The models learn through repeated exposure and gradually adjust their weight parameters (neurons) to improve predictions, which is a big reason why training LLMs require an enormous amount of computation and data.

A key innovation of LLMs is that, rather than needing to be fed hand-labeled data to coach them, they learn by trying to predict the next word in ordinary passages of text. Almost any written material — from Wikipedia pages to news articles to computer code — is suitable for training LLM models, and a lot of what’s publicly available on the web has already been scraped and analyzed by LLMs.

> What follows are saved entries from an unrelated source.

PR #379, opened 2022-04-03
dedicated parsing for error messages related to interface files

zth:
This detects a few diagnostics related to interface files, and does the following:

### One diagnostic for the implementation, one for the interface file
Previously the diagnostic would point to the implementation only. This changes it to produce one diagnostic for the implementation file, and one for the interface file. This will hopefully make it a bit easier to find where the actual issue is located.

image

### Clean up error messages
The error message the compiler produces is quite dense. This produces slightly cleaned up, separate error messages for the implementation and the interface respectively.

Before (one message only):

For that reason, it’s hard to overstate the sheer number of examples that LLM models see. OpenAI’s GPT-3, which has since been vastly eclipsed by GPT-4’s parameters, was trained on approximately 500 billion words. That is several orders of magnitude more than the number of words a typical human encounters in the first decade of their life.

As LLMs have grown in size and complexity, they have displayed feats of language processing. However, researchers acknowledge that fully comprehending how these models achieve such feats remains an ongoing challenge. Some argue that LLMs are starting to genuinely understand language, while others view them as merely advanced pattern-matching systems.

One of the more pressing dangers of LLMs is that they can encode relational biases (i.e. gendered logical fallacies such as the word “doctor” minus the word “man” equals “nurse”) into their word vectors, which are then scaled up across entire foundation models via the Transformer architecture as the model self-trains.

That’s why understanding the mysterious inner workings of these models is crucial for their oversight.